Go through the material and pull out every line with the string "these" in it.

=== Section Start ===

PR #5547, opened 2023-01-17
PERF-#5575: Don't trigger axes computation in `reset_index` function

### LINKED ISSUE #5575: Don't trigger axes computation in `reset_index` function

anmyachev:

## What do these changes do?

- [x] Resolves #5575 
- [x] tests added and passing

### DIFF
--- a/modin/core/dataframe/pandas/dataframe/dataframe.py
+++ b/modin/core/dataframe/pandas/dataframe/dataframe.py
@@ -2684,13 +2684,13 @@ class PandasDataframe(ClassLogger):
         apply_func_args = None
         if pass_cols_to_partitions:
             apply_func_args = (
-                self._columns_cache
+                [self._columns_cache]
                 if self._columns_cache is not None
                 else self._partition_mgr_cls.get_indices(
                     axis=1,
                     partitions=self._partitions,
                     materialize=False,
-                )[1],
+                )[1]
             )
 
         new_partitions = self._partition_mgr_cls.broadcast_axis_partitions(
--- a/modin/core/dataframe/pandas/dataframe/dataframe.py
+++ b/modin/core/dataframe/pandas/dataframe/dataframe.py
@@ -2192,6 +2192,7 @@ class PandasDataframe(ClassLogger):
         dtypes=None,
         keep_partitioning=True,
         sync_labels=True,
+        pass_axis_lengths_to_partitions=False,
     ):
         """
         Perform a function across an entire axis.
@@ -2219,6 +2220,9 @@ class PandasDataframe(ClassLogger):
             Synchronize external indexes (`new_index`, `new_columns`) with internal indexes.
             This could be used when you're certain that the indices in partitions are equal to
             the provided hints in order to save time on syncing them.
+        pass_axis_lengths_to_partitions : bool, default: False
+            Whether pass partition lengths along `axis ^ 1` to the kernel `func`.
+            Note that `func` must be able to obtain `df, *axis_lengths`.
 
         Returns
         -------
@@ -2238,6 +2242,7 @@ class PandasDataframe(ClassLogger):
             other=None,
             keep_partitioning=keep_partitioning,
             sync_labels=sync_labels,
+            pass_axis_lengths_to_partitions=pass_axis_lengths_to_partitions,
         )
 
     @lazy_metadata_decorator(apply_axis="both")
--- a/modin/core/dataframe/pandas/dataframe/dataframe.py
+++ b/modin/core/dataframe/pandas/dataframe/dataframe.py
@@ -2681,6 +2681,18 @@ class PandasDataframe(ClassLogger):
                 axis ^ 1, numeric_indices
             ).keys()
 
+        apply_func_args = None
+        if pass_cols_to_partitions:
+            apply_func_args = (
+                self._columns_cache
+                if self._columns_cache is not None
+                else self._partition_mgr_cls.get_indices(
+                    axis=1,
+                    partitions=self._partitions,
+                    materialize=False,
+                )[1],
+            )
+
         new_partitions = self._partition_mgr_cls.broadcast_axis_partitions(
             axis=axis,
             left=self._partitions,
@@ -2689,7 +2701,7 @@ class PandasDataframe(ClassLogger):
             apply_indices=apply_indices,
             enumerate_partitions=enumerate_partitions,
             keep_partitioning=keep_partitioning,
-            pass_cols_to_partitions=pass_cols_to_partitions,
+            apply_func_args=apply_func_args,
         )
         kw = {"row_lengths": None, "column_widths": None}
         if dtypes == "copy":
--- a/modin/core/dataframe/pandas/dataframe/dataframe.py
+++ b/modin/core/dataframe/pandas/dataframe/dataframe.py
@@ -2663,7 +2663,7 @@ class PandasDataframe(ClassLogger):
             the provided hints in order to save time on syncing them.
         pass_cols_to_partitions : bool, default: False
             Whether pass columns into applied `func` or not.
-            Note that `func` must be able to obtain `*columns` arg.
+            Note that `func` must be able to obtain `df, *columns`.
 
         Returns
         -------
--- a/modin/core/dataframe/pandas/dataframe/dataframe.py
+++ b/modin/core/dataframe/pandas/dataframe/dataframe.py
@@ -2626,7 +2626,7 @@ class PandasDataframe(ClassLogger):
         dtypes=None,
         keep_partitioning=True,
         sync_labels=True,
-        pass_cols_to_partitions=False,
+        pass_axis_lengths_to_partitions=False,
     ):
         """
         Broadcast partitions of `other` Modin DataFrame and apply a function along full axis.
@@ -2661,9 +2661,9 @@ class PandasDataframe(ClassLogger):
             Synchronize external indexes (`new_index`, `new_columns`) with internal indexes.
             This could be used when you're certain that the indices in partitions are equal to
             the provided hints in order to save time on syncing them.
-        pass_cols_to_partitions : bool, default: False
+        pass_axis_lengths_to_partitions : bool, default: False
             Whether pass columns into applied `func` or not.
-            Note that `func` must be able to obtain `df, *columns`.
+            Note that `func` must be able to obtain `df, *axis_lengths`.
 
         Returns
         -------
@@ -2682,16 +2682,21 @@ class PandasDataframe(ClassLogger):
             ).keys()
 
         apply_func_args = None
-        if pass_cols_to_partitions:
-            apply_func_args = (
-                [self._columns_cache]
-                if self._columns_cache is not None
-                else self._partition_mgr_cls.get_indices(
-                    axis=1,
-                    partitions=self._partitions,
-                    materialize=False,
-                )[1]
-            )
+        if pass_axis_lengths_to_partitions:
+            if axis == 0:
+                apply_func_args = (
+                    self._column_widths_cache
+                    if self._column_widths_cache is not None
+                    else [part.width(materialize=False) for part in self._partitions[0]]
+                )
+            else:
+                apply_func_args = (
+                    self._row_lengths_cache
+                    if self._row_lengths_cache is not None
+                    else [
+                        part.length(materialize=False) for part in self._partitions.T[0]
+                    ]
+                )
 
         new_partitions = self._partition_mgr_cls.broadcast_axis_partitions(
             axis=axis,
--- a/modin/core/dataframe/pandas/dataframe/dataframe.py
+++ b/modin/core/dataframe/pandas/dataframe/dataframe.py
@@ -2626,7 +2626,7 @@ class PandasDataframe(ClassLogger):
         dtypes=None,
         keep_partitioning=True,
         sync_labels=True,
-        give_columns=False,
+        pass_cols_to_partitions=False,
     ):
         """
         Broadcast partitions of `other` Modin DataFrame and apply a function along full axis.
@@ -2661,6 +2661,9 @@ class PandasDataframe(ClassLogger):
             Synchronize external indexes (`new_index`, `new_columns`) with internal indexes.
             This could be used when you're certain that the indices in partitions are equal to
             the provided hints in order to save time on syncing them.
+        pass_cols_to_partitions : bool, default: False
+            Whether pass columns into applied `func` or not.
+            Note that `func` must be able to obtain `*columns` arg.
 
         Returns
         -------
@@ -2686,7 +2689,7 @@ class PandasDataframe(ClassLogger):
             apply_indices=apply_indices,
             enumerate_partitions=enumerate_partitions,
             keep_partitioning=keep_partitioning,
-            give_columns=give_columns,
+            pass_cols_to_partitions=pass_cols_to_partitions,
         )
         # Index objects for new object creation. This is shorter than if..else
         kw = self.__make_init_labels_args(new_partitions, new_index, new_columns)
--- a/modin/core/dataframe/pandas/dataframe/dataframe.py
+++ b/modin/core/dataframe/pandas/dataframe/dataframe.py
@@ -2662,7 +2662,7 @@ class PandasDataframe(ClassLogger):
             This could be used when you're certain that the indices in partitions are equal to
             the provided hints in order to save time on syncing them.
         pass_axis_lengths_to_partitions : bool, default: False
-            Whether pass columns into applied `func` or not.
+            Whether pass partition lengths along `axis ^ 1` to the kernel `func`.
             Note that `func` must be able to obtain `df, *axis_lengths`.
 
         Returns
--- a/modin/core/dataframe/pandas/dataframe/dataframe.py
+++ b/modin/core/dataframe/pandas/dataframe/dataframe.py
@@ -2619,6 +2619,7 @@ class PandasDataframe(ClassLogger):
         enumerate_partitions=False,
         dtypes=None,
         keep_partitioning=True,
+        give_columns=False,
     ):
         """
         Broadcast partitions of `other` Modin DataFrame and apply a function along full axis.
@@ -2674,6 +2675,7 @@ class PandasDataframe(ClassLogger):
             apply_indices=apply_indices,
             enumerate_partitions=enumerate_partitions,
             keep_partitioning=keep_partitioning,
+            give_columns=give_columns,
         )
         # Index objects for new object creation. This is shorter than if..else
         kw = self.__make_init_labels_args(new_partitions, new_index, new_columns)
--- a/modin/core/dataframe/pandas/partitioning/partition_manager.py
+++ b/modin/core/dataframe/pandas/partitioning/partition_manager.py
@@ -441,6 +441,14 @@ class PandasDataframePartitionManager(ClassLogger, ABC):
         else:
             num_splits = NPartitions.get()
         preprocessed_map_func = cls.preprocess_func(apply_func)
+
+        give_columns = kwargs.pop("give_columns", False)
+        if give_columns:
+            index_func = lambda df: df.columns  # noqa: E731
+            func = cls.preprocess_func(index_func)
+            new_idx = [idx.apply(func) for idx in left[0]]
+            columns_idx = [index._data for index in new_idx]
+
         left_partitions = cls.axis_partition(left, axis)
         right_partitions = None if right is None else cls.axis_partition(right, axis)
         # For mapping across the entire axis, we don't maintain partitioning because we
@@ -462,6 +470,7 @@ class PandasDataframePartitionManager(ClassLogger, ABC):
             [
                 left_partitions[i].apply(
                     preprocessed_map_func,
+                    *(columns_idx if give_columns else []),
                     **kw,
                     **({"partition_idx": idx} if enumerate_partitions else {}),
                     **kwargs,
--- a/modin/core/dataframe/pandas/partitioning/partition_manager.py
+++ b/modin/core/dataframe/pandas/partitioning/partition_manager.py
@@ -445,7 +445,6 @@ class PandasDataframePartitionManager(ClassLogger, ABC):
         else:
             num_splits = NPartitions.get()
         preprocessed_map_func = cls.preprocess_func(apply_func)
-
         left_partitions = cls.axis_partition(left, axis)
         right_partitions = None if right is None else cls.axis_partition(right, axis)
         # For mapping across the entire axis, we don't maintain partitioning because we
--- a/modin/core/dataframe/pandas/partitioning/partition_manager.py
+++ b/modin/core/dataframe/pandas/partitioning/partition_manager.py
@@ -444,10 +444,10 @@ class PandasDataframePartitionManager(ClassLogger, ABC):
 
         give_columns = kwargs.pop("give_columns", False)
         if give_columns:
-            index_func = lambda df: df.columns  # noqa: E731
-            func = cls.preprocess_func(index_func)
-            new_idx = [idx.apply(func) for idx in left[0]]
-            columns_idx = [index._data for index in new_idx]
+            column_func = lambda df: df.columns  # noqa: E731
+            func = cls.preprocess_func(column_func)
+            partition_cols = [part.apply(func) for part in left[0]]
+            column_refs = [col.list_of_blocks[0] for col in partition_cols]
 
         left_partitions = cls.axis_partition(left, axis)
         right_partitions = None if right is None else cls.axis_partition(right, axis)
@@ -470,7 +470,7 @@ class PandasDataframePartitionManager(ClassLogger, ABC):
             [
                 left_partitions[i].apply(
                     preprocessed_map_func,
-                    *(columns_idx if give_columns else []),
+                    *(column_refs if give_columns else []),
                     **kw,
                     **({"partition_idx": idx} if enumerate_partitions else {}),
                     **kwargs,
--- a/modin/core/dataframe/pandas/partitioning/partition_manager.py
+++ b/modin/core/dataframe/pandas/partitioning/partition_manager.py
@@ -398,7 +398,7 @@ class PandasDataframePartitionManager(ClassLogger, ABC):
         apply_indices=None,
         enumerate_partitions=False,
         lengths=None,
-        pass_cols_to_partitions=False,
+        apply_func_args=None,
         **kwargs,
     ):
         """
@@ -424,9 +424,9 @@ class PandasDataframePartitionManager(ClassLogger, ABC):
             Note that `apply_func` must be able to accept `partition_idx` kwarg.
         lengths : list of ints, default: None
             The list of lengths to shuffle the object.
-        pass_cols_to_partitions : bool, default: False
-            Whether pass columns into applied `func` or not.
-            Note that `func` must be able to obtain `*columns` arg.
+        apply_func_args : bool, optional
+            Whether pass extra args to `func` or not.
+            Note that `func` must be able to obtain `df, *args`.
         **kwargs : dict
             Additional options that could be used by different engines.
 
@@ -445,12 +445,6 @@ class PandasDataframePartitionManager(ClassLogger, ABC):
         else:
             num_splits = NPartitions.get()
         preprocessed_map_func = cls.preprocess_func(apply_func)
-
-        if pass_cols_to_partitions:
-            column_func = lambda df: df.columns  # noqa: E731
-            func = cls.preprocess_func(column_func)
-            partition_cols = [part.apply(func) for part in left[0]]
-            column_refs = [col.list_of_blocks[0] for col in partition_cols]
 
         left_partitions = cls.axis_partition(left, axis)
         right_partitions = None if right is None else cls.axis_partition(right, axis)
@@ -473,7 +467,7 @@ class PandasDataframePartitionManager(ClassLogger, ABC):
             [
                 left_partitions[i].apply(
                     preprocessed_map_func,
-                    *(column_refs if pass_cols_to_partitions else []),
+                    *(apply_func_args if apply_func_args else []),
                     **kw,
                     **({"partition_idx": idx} if enumerate_partitions else {}),
                     **kwargs,
@@ -865,7 +859,7 @@ class PandasDataframePartitionManager(ClassLogger, ABC):
             partition.wait()
 
     @classmethod
-    def get_indices(cls, axis, partitions, index_func=None):
+    def get_indices(cls, axis, partitions, index_func=None, materialize=True):
         """
         Get the internal indices stored in the partitions.
 
@@ -877,13 +871,16 @@ class PandasDataframePartitionManager(ClassLogger, ABC):
             NumPy array with PandasDataframePartition's.
         index_func : callable, default: None
             The function to be used to extract the indices.
+        materialize : bool, default: True
+            Whether materialize indices or not.
 
         Returns
         -------
-        pandas.Index
-            A pandas Index object.
-        list of pandas.Index
+        pandas.Index or None
+            A pandas Index object. None if `materialize==False`.
+        list of pandas.Index or list of futures
             The list of internal indices for each partition.
+            The list of futures if `materialize==False`.
 
         Notes
         -----
@@ -898,6 +895,9 @@ class PandasDataframePartitionManager(ClassLogger, ABC):
         target = partitions.T if axis == 0 else partitions
         if len(target):
             new_idx = [idx.apply(func) for idx in target[0]]
+            if not materialize:
+                refs = [part_of_index.list_of_blocks[0] for part_of_index in new_idx]
+                return None, refs
             new_idx = cls.get_objects_from_partitions(new_idx)
         else:
             new_idx = [pandas.Index([])]
--- a/modin/core/dataframe/pandas/partitioning/partition_manager.py
+++ b/modin/core/dataframe/pandas/partitioning/partition_manager.py
@@ -398,6 +398,7 @@ class PandasDataframePartitionManager(ClassLogger, ABC):
         apply_indices=None,
         enumerate_partitions=False,
         lengths=None,
+        pass_cols_to_partitions=False,
         **kwargs,
     ):
         """
@@ -423,6 +424,9 @@ class PandasDataframePartitionManager(ClassLogger, ABC):
             Note that `apply_func` must be able to accept `partition_idx` kwarg.
         lengths : list of ints, default: None
             The list of lengths to shuffle the object.
+        pass_cols_to_partitions : bool, default: False
+            Whether pass columns into applied `func` or not.
+            Note that `func` must be able to obtain `*columns` arg.
         **kwargs : dict
             Additional options that could be used by different engines.
 
@@ -442,8 +446,7 @@ class PandasDataframePartitionManager(ClassLogger, ABC):
             num_splits = NPartitions.get()
         preprocessed_map_func = cls.preprocess_func(apply_func)
 
-        give_columns = kwargs.pop("give_columns", False)
-        if give_columns:
+        if pass_cols_to_partitions:
             column_func = lambda df: df.columns  # noqa: E731
             func = cls.preprocess_func(column_func)
             partition_cols = [part.apply(func) for part in left[0]]
@@ -470,7 +473,7 @@ class PandasDataframePartitionManager(ClassLogger, ABC):
             [
                 left_partitions[i].apply(
                     preprocessed_map_func,
-                    *(column_refs if give_columns else []),
+                    *(column_refs if pass_cols_to_partitions else []),
                     **kw,
                     **({"partition_idx": idx} if enumerate_partitions else {}),
                     **kwargs,
--- a/modin/core/dataframe/pandas/partitioning/partition_manager.py
+++ b/modin/core/dataframe/pandas/partitioning/partition_manager.py
@@ -878,7 +878,7 @@ class PandasDataframePartitionManager(ClassLogger, ABC):
             A pandas Index object. None if `materialize==False`.
         list of pandas.Index or list of futures
             The list of internal indices for each partition.
-            The list of futures if `materialize==False`.
+            The list of futures if `materialize==False` and `partitions` is not empty.
 
         Notes
         -----
--- a/modin/core/dataframe/pandas/partitioning/partition_manager.py
+++ b/modin/core/dataframe/pandas/partitioning/partition_manager.py
@@ -857,7 +857,7 @@ class PandasDataframePartitionManager(ClassLogger, ABC):
             partition.wait()
 
     @classmethod
-    def get_indices(cls, axis, partitions, index_func=None, materialize=True):
+    def get_indices(cls, axis, partitions, index_func=None):
         """
         Get the internal indices stored in the partitions.
 
@@ -869,16 +869,13 @@ class PandasDataframePartitionManager(ClassLogger, ABC):
             NumPy array with PandasDataframePartition's.
         index_func : callable, default: None
             The function to be used to extract the indices.
-        materialize : bool, default: True
-            Whether materialize indices or not.
 
         Returns
         -------
-        pandas.Index or None
-            A pandas Index object. None if `materialize==False`.
-        list of pandas.Index or list of futures
+        pandas.Index
+            A pandas Index object.
+        list of pandas.Index
             The list of internal indices for each partition.
-            The list of futures if `materialize==False` and `partitions` is not empty.
 
         Notes
         -----
@@ -893,9 +890,6 @@ class PandasDataframePartitionManager(ClassLogger, ABC):
         target = partitions.T if axis == 0 else partitions
         if len(target):
             new_idx = [idx.apply(func) for idx in target[0]]
-            if not materialize:
-                refs = [part_of_index.list_of_blocks[0] for part_of_index in new_idx]
-                return None, refs
             new_idx = cls.get_objects_from_partitions(new_idx)
         else:
             new_idx = [pandas.Index([])]
--- a/modin/core/dataframe/pandas/partitioning/partition_manager.py
+++ b/modin/core/dataframe/pandas/partitioning/partition_manager.py
@@ -424,9 +424,8 @@ class PandasDataframePartitionManager(ClassLogger, ABC):
             Note that `apply_func` must be able to accept `partition_idx` kwarg.
         lengths : list of ints, default: None
             The list of lengths to shuffle the object.
-        apply_func_args : bool, optional
-            Whether pass extra args to `func` or not.
-            Note that `func` must be able to obtain `df, *args`.
+        apply_func_args : list-like, optional
+            Positional arguments to pass to the `func`.
         **kwargs : dict
             Additional options that could be used by different engines.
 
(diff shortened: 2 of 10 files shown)


modin/core/storage_formats/pandas/query_compiler.py
```diff
@@ -526,6 +526,12 @@ def reindex(self, axis, labels, **kwargs):
         return self.__constructor__(new_modin_frame)
 
     def reset_index(self, **kwargs):
+        if self._modin_frame._index_cache is None:
+            new_self = Map.register(
+                lambda df, *args, **kwargs: df.reset_index(**kwargs)
+            )(self, **kwargs)
```
dchigarev, line 532: We have to apply this function across the whole column axis, right? `new_self = self._modin_frame.apply_full_axis(axis=0, lambda df: df.reset_index(**kwargs)` Otherwise we'll have an incorrect index in partitions:
```
  a b
1 . .
2 . .    <- part1
------
3 . .    <- part2
4 . .

If we use 'Map' to reset indices:
  a b
0 . .
1 . .    <- part1
------
0 . .    <- part2
1 . .

When it should be:
  a b
0 . .
1 . .    <- part1
------
2 . .    <- part2
3 . .
```

modin/pandas/base.py
```diff
@@ -2393,7 +2393,8 @@ def reset_index(
         # insert a dropped index into a DataFrame if these columns already
         # exist.
         if (
-            not drop
+            False  # have to avoid this check somehow
+            and not drop
             and not self._query_compiler.has_multiindex()
```
dchigarev, line 2398: As here `has_multiindex()` decides whether to access the index we may have a flag in the query compiler indicating if the index is MI. I bet most of the preceding functions are able to predict whether they produce MI or not and set an appropriate flag.

modin/core/storage_formats/pandas/query_compiler.py
anmyachev: You are right, but it will become significantly slower.

modin/pandas/base.py
```diff
@@ -2389,24 +2389,14 @@ def reset_index(
...
         inplace = validate_bool_kwarg(inplace, "inplace")
-        # Error checking for matching pandas. Pandas does not allow you to
-        # insert a dropped index into a DataFrame if these columns already
-        # exist.
-        if (
-            not drop
-            and not self._query_compiler.has_multiindex()
-            and all(n in self.columns for n in ["level_0", "index"])
-        ):
-            raise ValueError("cannot insert level_0, already exists")
```
anmyachev, line 2400: This check has been moved to the query compiler level.

modin/core/storage_formats/pandas/query_compiler.py
```diff
@@ -538,6 +538,45 @@ def reindex(self, axis, labels, **kwargs):
         return self.__constructor__(new_modin_frame)
 
     def reset_index(self, **kwargs):
+        if self._modin_frame._index_cache is None:
+
+            def _reset(df, *columns_idx, partition_idx):
+                _kw = dict(kwargs)
+                if len(columns_idx) > 1 and partition_idx == 0:
```
dchigarev, line 545: could you please provide with an example of what's going on here?

I don't understand why we can't just do:
```python
return df.reset_index(drop=drop or partition_idx != 0)
```

modin/pandas/base.py
anmyachev: Because, depending on the implementation, we may not want to trigger the calculation of indexes (in the main process) that are checked in the `has_multiindex` function. HDK engine, for example, has its own implementation of this check.

modin/core/storage_formats/pandas/query_compiler.py
anmyachev: If the index does not have a name, but there is a column named `index`, then pandas gives `level_0` name to the new column. That is, knowledge of the full axis of the columns is required. Perhaps there is something similar for a multi-index. This implementation helps us get rid of the implementation details of this function in pandas. 

P.S. we have a test for the case: `test_reset_index`.

modin/core/dataframe/pandas/dataframe/dataframe.py
```diff
@@ -2626,6 +2626,7 @@ def broadcast_apply_full_axis(
         dtypes=None,
         keep_partitioning=True,
         sync_labels=True,
+        give_columns=False,
```
YarShev, line 2629:
```suggestion
        pass_cols_to_partitions=False,
```
\+ docstring

modin/core/dataframe/pandas/partitioning/partition_manager.py
```diff
@@ -441,6 +441,14 @@ def broadcast_axis_partitions(
         else:
             num_splits = NPartitions.get()
         preprocessed_map_func = cls.preprocess_func(apply_func)
+
+        give_columns = kwargs.pop("give_columns", False)
+        if give_columns:
+            index_func = lambda df: df.columns  # noqa: E731
+            func = cls.preprocess_func(index_func)
+            new_idx = [idx.apply(func) for idx in left[0]]
+            columns_idx = [index._data for index in new_idx]
```
YarShev, line 450:
```suggestion
        if give_columns:
            column_func = lambda df: df.columns  # noqa: E731
            func = cls.preprocess_func(column_func)
            partition_cols = [part.apply(func) for part in left[0]]
            column_refs = [col.list_of_blocks[0] for col in partition_cols]
```

modin/core/storage_formats/pandas/query_compiler.py
```diff
@@ -538,6 +538,45 @@ def reindex(self, axis, labels, **kwargs):
         return self.__constructor__(new_modin_frame)
 
     def reset_index(self, **kwargs):
+        if self._modin_frame._index_cache is None:
+
+            def _reset(df, *columns_idx, partition_idx):
```
YarShev, line 543:
```suggestion
            def _reset(df, *columns, partition_idx=None):
```

modin/core/storage_formats/pandas/query_compiler.py
```diff
@@ -538,6 +538,45 @@ def reindex(self, axis, labels, **kwargs):
...
+                        .columns
+                    )
+                    len_new_cols = len(cols) - len(idx)
+
+                if partition_idx != 0:
+                    _kw["drop"] = True
+                res = df.reset_index(**_kw)
+                if len(columns_idx) > 1 and partition_idx == 0:
+                    res.columns = cols[: len(columns_idx[0]) + len_new_cols]
+                return res
```
YarShev, line 559:
```suggestion
                    old_cols = columns[0].append(columns[1:])
                    new_cols = (
                        pandas.DataFrame(index=df.index, columns=old_cols)
                        .reset_index(**kwargs)
                        .columns
                    )
                    cols_diff_len = len(new_cols) - len(old_cols)

                if partition_idx != 0:
                    _kw["drop"] = True
                result = df.reset_index(**_kw)
                if len(columns) > 1 and partition_idx == 0:
                    result.columns = new_cols[: len(columns[0]) + cols_diff_len]
                return result
```

modin/core/storage_formats/pandas/query_compiler.py
```diff
@@ -538,6 +538,45 @@ def reindex(self, axis, labels, **kwargs):
...
+
+        # Error checking for matching pandas. Pandas does not allow you to
+        # insert a dropped index into a DataFrame if these columns already
+        # exist.
+        if (
+            not kwargs["drop"]
+            and not self.has_multiindex()
+            and all(n in self.columns for n in ["level_0", "index"])
+        ):
+            raise ValueError("cannot insert level_0, already exists")
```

=== Section End ===

**Reply to the exercise**
## What do these changes do?
         # insert a dropped index into a DataFrame if these columns already
-        # insert a dropped index into a DataFrame if these columns already
+        # insert a dropped index into a DataFrame if these columns already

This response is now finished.